Memory almost full of Québec
20 07 2008
C’est à 21 heures ce soir qu’aura lieu la deuxième conquête anglaise de Québec. Sgt Pepper et son armée de musiciens vont terrasser les 200,000 fantassins présents à coup de bombes des années 60 comme il y a 300 ans. Je prédis encore une fois notre victoire. Le conquérant quittera la scène plus vite cette fois-ci. La première fois ça nous a pris 250 ans pour nous en débarrasser, car même si nous avons perdu la bataille des plaines, nous avons fini par gagner la guerre.

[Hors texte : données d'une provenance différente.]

PR #10469, opened 2022-02-17
DetectionOutput perf fix

chenhu-wang:
### Details:
 - *DetectionOutput perf fix*

### Tickets:
 - *79085*

PR #19773, opened 2023-09-12
[CPU] DetectionOutput perf fix

chenhu-wang:
### Details:
 - *In dense implementation, letting filter+topk+nms process in same loop should be better from data access perspective.*
 - *Continue for closed pr https://github.com/openvinotoolkit/openvino/pull/10469, can not reopen after pushed before reopen*

### Tickets:
 - *CVS-79085*

### DIFF
--- a/src/plugins/intel_cpu/src/nodes/detection_output.cpp
+++ b/src/plugins/intel_cpu/src/nodes/detection_output.cpp
@@ -123,7 +123,7 @@ void DetectionOutput::prepareParams() {
         confInfoForPrior.resize(imgNum * priorsNum);
 
     // confs...count...indices for caffe style and sparsity case.
-    // caffe: conf_info for sparsity or indices for dense --> topk(buffer) --> nms(indices)
+    // caffe: filter(conf_info for sparsity or indices for dense) --> topk(buffer) --> nms(indices)
     //        --> g_topk(vector<>(all detections) --> indices per class))
     // MXNet: max conf for prior within img, filter(indices) --> topk_img(buffer) --> nms_cls(indices)
     //        --> g_topk(vector<>(all detections) --> indices per class))
@@ -203,9 +203,7 @@ void DetectionOutput::execute(dnnl::stream strm) {
     if (!isSparsityWorthwhile) {
         confReorderDense(confData, ARMConfData, reorderedConfData);
 
-        if (!decreaseClassId) {
-            confFilterCF(reorderedConfData, indicesData, indicesBufData, detectionsData);
-        } else {
+        if (decreaseClassId) {
             confFilterMX(confData, ARMConfData, reorderedConfData, indicesData, indicesBufData, detectionsData);
         }
     } else { // sparsity
@@ -244,7 +242,7 @@ void DetectionOutput::execute(dnnl::stream strm) {
             }
         } else {
             for (int c = 0; c < locNumForClasses; ++c) {
-                if (c == backgroundClassId) {
+                if (c == static_cast<size_t>(backgroundClassId)) {
                     continue;
                 }
                 int locShift = n * priorsNum * locNumForClasses;
@@ -270,9 +268,14 @@ void DetectionOutput::execute(dnnl::stream strm) {
             // Caffe style
             parallel_for(classesNum, [&](int c) {
                 if (c != backgroundClassId) {  // Ignore background class
-                    int *pindices    = indicesData + n * classesNum * priorsNum + c * priorsNum;
-                    int *pbuffer     = indicesBufData + n * classesNum * priorsNum + c * priorsNum;
+                    int off = n * priorsNum * classesNum + c * priorsNum;
+                    const float *pconf = reorderedConfData + off;
+                    int *pindices = indicesData + off;
+                    int *pbuffer = indicesBufData + off;
                     int *pdetections = detectionsData + n * classesNum + c;
+
+                    if (!isSparsityWorthwhile)
+                        confFilterCF(pconf, pindices, pbuffer, pdetections, n);
 
                     const float *pboxes;
                     const float *psizes;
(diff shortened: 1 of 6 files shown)


chenhu-wang:
@a-sidorova , could you please help take a look?

src/plugins/intel_cpu/tests/functional/single_layer_tests/detection_output.cpp
```diff
@@ -8,16 +8,39 @@
...
 using namespace CPUTestUtils;
 using namespace ov;
 using namespace test;
+using namespace dnnl;
 
 namespace CPULayerTestsDefinitions {
 
 using namespace ov::test;
 
+unsigned get_cache_size(int level, bool per_core) {
```
a-sidorova, line 24: Is it possible to reuse [get_cache_size](https://github.com/openvinotoolkit/openvino/blob/b00fbd04c5c259672f65a29eeaec4b7ad6a0d433/src/plugins/intel_cpu/src/onednn/dnnl.h#L15) here to avoid code duplication?

src/plugins/intel_cpu/src/nodes/detection_output.cpp
```diff
@@ -289,9 +288,16 @@ void DetectionOutput::execute(dnnl::stream strm) {
             });
         } else {
             // MXNet style
-            int *pbuffer = indicesBufData + n * classesNum * priorsNum;
+            int offImg = n * priorsNum * classesNum;
```
a-sidorova, line 291: minor
```suggestion
            const int offImg = n * priorsNum * classesNum;
```
You can add `const` for all variables which are constant

src/plugins/intel_cpu/tests/functional/single_layer_tests/detection_output.cpp
```diff
@@ -111,6 +138,18 @@ class DetectionOutputLayerCPUTest : public testing::WithParamInterface<Detection
         return result.str();
     }
 
+    static void scale_input_shapes(std::vector<ov::test::InputShape> &inShapes) {
```
a-sidorova, line 141: Could you please add the comment why we have this function?

a-sidorova (commented):
The main comment: could you tell me please if you validated your fix on real models and see perf improvements?
The ticket contains the model in the description. May I ask you to attach the perf results of the whole model and only DO op for this model to the ticket (no in PR, for sure)?

chenhu-wang:
> The main comment: could you tell me please if you validated your fix on real models and see perf improvements? The ticket contains the model in the description. May I ask you to attach the perf results of the whole model and only DO op for this model to the ticket (no in PR, for sure)?
@a-sidorova ,  result is update on tickets.

src/plugins/intel_cpu/tests/functional/single_layer_tests/detection_output.cpp
chenhu-wang: added, thanks.

src/plugins/intel_cpu/src/nodes/detection_output.cpp
chenhu-wang: updated, thanks Alexandra.

src/plugins/intel_cpu/tests/functional/single_layer_tests/detection_output.cpp
chenhu-wang: 1. This function([get_cache_size](https://github.com/openvinotoolkit/openvino/blob/b00fbd04c5c259672f65a29eeaec4b7ad6a0d433/src/plugins/intel_cpu/src/onednn/dnnl.h#L15)) is just kind of wrap of ondnn call, and not exported as a cpu_plugin API. I am not sure it's make sense to export it as a plugin API just for testing.
2. I used to try export it and have some dependency issue.
So if it's need, I would like do it in a separate PR. what do you think?

a-sidorova: I'd suggest to add this static method to [CPUTestsBase](https://github.com/openvinotoolkit/openvino/blob/54609e7b72d9faa5a38fe7ac15c84aae77fbbc82/src/plugins/intel_cpu/tests/functional/test_utils/cpu_test_utils.hpp#L123) class to have opportunity to reuse it in other node tests at least. Moreover, this class already has the wrappers for `fmt2str` and `str2fmt` that are wraps of onednn call as well.
What do you think? If you would like to do in the separate PR and CI is green, let's do so. Otherwise I'd suggest to apply it in the current PR 😃

a-sidorova (approved):

src/plugins/intel_cpu/tests/functional/single_layer_tests/detection_output.cpp
chenhu-wang: Agree, have done in [6e572c1](https://github.com/openvinotoolkit/openvino/pull/19773/commits/6e572c1a880e4b58fcb11a4a53e0a8cd907b1302)

chenhu-wang:
@dmitry-gorokhov , could you please final review?

src/plugins/intel_cpu/tests/functional/single_layer_tests/detection_output.cpp
```diff
@@ -111,6 +115,21 @@ class DetectionOutputLayerCPUTest : public testing::WithParamInterface<Detection
         return result.str();
     }
 
+    // There are two major implemenation path for small tensor and large tensor(confidence tensor) compared with cache size.
+    // This function is to scale input shape based on current machine cache size,
+    // such that tensor size is large enough to cover sparsity implementation.
+    static void scale_input_shapes(std::vector<ov::test::InputShape> &inShapes) {
```
dmitry-gorokhov, line 121: I would strongly advise to avoid such cache size dependency in tests. Can we just add more test cases with different shapes to make sure sparse impl will be covered on each system?

dmitry-gorokhov (changes requested):

src/plugins/intel_cpu/tests/functional/single_layer_tests/detection_output.cpp
chenhu-wang: done, thanks Dmitry.

dmitry-gorokhov (approved):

Sir Paul a toujours été le petit comique de Beatles et il n’a pas changé. Il a déclaré en riant sous cape dans une entrevue accordée à Radio-Canada, qu’il ne comprenait pas les plaintes de certains nationalistes concernant sa visite parce qu’après tout nous avons gagné la guerre des plaines d’Abraham. Nous sommes plus vivants que jamais. N’en déplaise aux nationalistes en question, il a raison. La vieille garde souverainiste entretient les Québécois dans leur rôle de victime. C’est une de leur principale stratégie. Pour croire que nous serons plus heureux dans un Québec indépendant, il faut être convaincu que nous subissons encore les conséquences de la conquête et que nous ne pouvons pas nous réaliser et assurer notre survie dans le système actuel. C’est à cause d’elle si nous sommes minoritaires et en danger. À cause d’elle que nous sommes victimes de discrimination des Canadiens anglais et des autres provinces. Je crois qu’au contraire, c’est aux conquérants Anglais que nous devons notre survivance. Si nous avions été conquis par les Néerlandais, les Allemands ou les Mongols, nous aurions probablement été victimes de génocide. Il faut quand même admettre que peu de vainqueurs au cours de l’histoire ont accepté que les conquis conservent leur religion, leur langue et leur culture. Pas besoin d’aller bien loin pour voir comment agissent les envahisseurs avec les peuples minoritaires, il n’y a qu’à voir ce que nous avons fait nous-mêmes aux autochtones. Le pire écueil auquel nous avons fait face est le rapport Durham que le conquérant lui-même a refusé d’appliquer. Voyant quand même le danger, nous avons en quelque sorte pris le maquis pour nous réfugier dans nos terres et nos villages jusqu’en 1960. C’est alors que nous avons déclenché une révolution dont nous sommes sortis gagnants. Pour les indépendantistes, la victoire ne sera pas complète tant que le Québec ne sera pas un pays. C’est correct, on a le droit de le penser et il y a toutes sortes de bonnes raisons pour le croire. Mais de là à nous entretenir dans le rôle d’éternels perdants, il y a une marge. D’ailleurs, c’est une des raisons pour laquelle les jeunes ne sont pas mobilisés par le projet souverainiste. Ils n’ont pas le complexe de la victime des générations d'avant 1960.
Il n’y a pas que certains nationalistes qui sont chatouillés par la visite de Paul McCartney. Je constate que René Angélil pense qu’il fait pas mal d’ombre à sa belle Céline. Il a demandé sans succès un changement de scène pour qu’elle soit aussi bien placée que lui. S’il fallait qu’elle attire moins de monde, il ne serait pas content. En tout cas, je pense qu’il a déjà perdu la bataille médiatique. Je serais étonné que le concert Dion obtienne autant de couverture que celui de ce soir. C’est un peu normal que la visite rare soit reçue avec plus de panache que celle de notre petite sœur qui nous visite régulièrement. Que veux-tu René, on ne peut pas avoir une straight flush à tous les coups. Gage pas trop fort.